Four isomers of ftorafur were synthesized as authentic samples of possible ftorafur (FT) metabolites. 2,3-Dihydrofuran was treated with perbenzoic acid in MeOH to give 2-methoxy-3-hydroxytetrahydrofuran, which upon treatment with Ac2O/pyridine yielded the key intermediate 2-methoxy-3-acetoxytetrahydrofuran. The other intermediate, 2-ethoxy-4-acetoxytetrahydrofuran, was prepared by acid hydrolysis (HCl/50% EtOH) of 1,1-diethoxy-3,4-dihydroxybutane, followed by acetylation (Ac2O/pyridine).

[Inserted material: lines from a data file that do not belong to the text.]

PR #257, opened 2025-06-04
FSPT-534 - Adding new grant fields to settings page to allow them to be updated after grant creation

wjrm500:
### Ticket

[View and edit the 3-4 current "grant profile" data points](https://mhclgdigital.atlassian.net/browse/FSPT-534)

### Description

This PR adds the new fields added as part of the new grant setup flow (GGIS number, description, primary contact details) to the "Details" page of the grant dashboard so that they can be changed after a grant is created. Currently only grant name can be changed via this page.

New integration tests have been added for new routes, and E2E tests updated to change the newly changeable fields.

### Decisions to flag

We mimic the "Check your answers" page for consistency, so do not provide separate table rows / change links for primary contact name and primary contact email - instead they are grouped under "Main contact".

### Show the thing

https://github.com/user-attachments/assets/11fc1bcb-1967-4f3b-89da-148e795c186f


app/deliver_grant_funding/forms.py
```diff
@@ -32,16 +32,6 @@ def __call__(self, form: FlaskForm, field: StringField) -> None:
             raise ValidationError(self.message)
 
 
-class GrantForm(FlaskForm):
```
wjrm500, line 35: This was previously used specifically for the change name form, but now we can re-use the form from the grant setup flow 🌟

app/deliver_grant_funding/templates/deliver_grant_funding/settings/grant_change_ggis.html
```diff
@@ -0,0 +1,57 @@
...
+            "text": "No",
+            "checked": true if form.has_ggis.data == "no" else false
+          }
+        ]
+      })
+    }}
+
+    {{
+      form.submit(params={
+        "text": "Change grant GGIS"
```
wjrm500, line 53: This feels a bit wrong so should seek content guidance, same with the content in other submit buttons on change pages

app/deliver_grant_funding/routes.py
```diff
@@ -194,18 +193,72 @@ def grant_settings(grant_id: UUID) -> str:
     return render_template("deliver_grant_funding/grant_settings.html", grant=grant)
 
 
+@deliver_grant_funding_blueprint.route("/grants/<uuid:grant_id>/change-ggis", methods=["GET", "POST"])
+@mhclg_login_required
+@auto_commit_after_request
+def grant_change_ggis(grant_id: UUID) -> str | Response:
+    grant = interfaces.grants.get_grant(grant_id)
+    form = GrantGGISForm(
+        has_ggis=("yes" if grant.ggis_number else "no"),
```
wjrm500, line 202: We can't use `GrantGGISForm(obj=grant)` here as it's missing `has_ggis`

MarcUsher: This is _so_ close to `haggis`

srh-sloan: I can't unsee this now 🐑

samuelhwilliams (approved):
Nice 🎉

PR #268, opened 2025-06-05
FSPT-438 Fix: helper refactor missed template reference

sfount:
This should be added to the end to end tests whatever state they're in.


sfount:
This might be dumb or half a rebase or something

Treatment of 2,4-bis(trimethylsilyl)-5-fluorouracil with either 2-methoxy-3-acetoxytetrahydrofuran or 2-ethoxy-4-acetoxytetrahydrofuran in 1,2-dichloroethane at room temperature using SnCl4 as catalyst afforded cis- and trans-3'-OAc-FT or 4'-OAc-FT, respectively. However, trans-3'-OAc-FT and cis-4'-OAc-FT were the major condensation products. In each case, separation of these cis and trans isomers was achieved by silica gel column chromatography. Treatment of 3'- or 4'-OAc-FT with NH3/CH3OH at 5 degrees C overnight yielded the described hydroxylated FT. Both trans-3'-OH-FT and cis-4'-OH-FT showed no significant activity against L1210 up to 100 mg/kg. These two agents produced an inhibitory effect on HeLa cell growth equal to that of ftorafur, with ID50 = 200 MICROGRAMS/KG.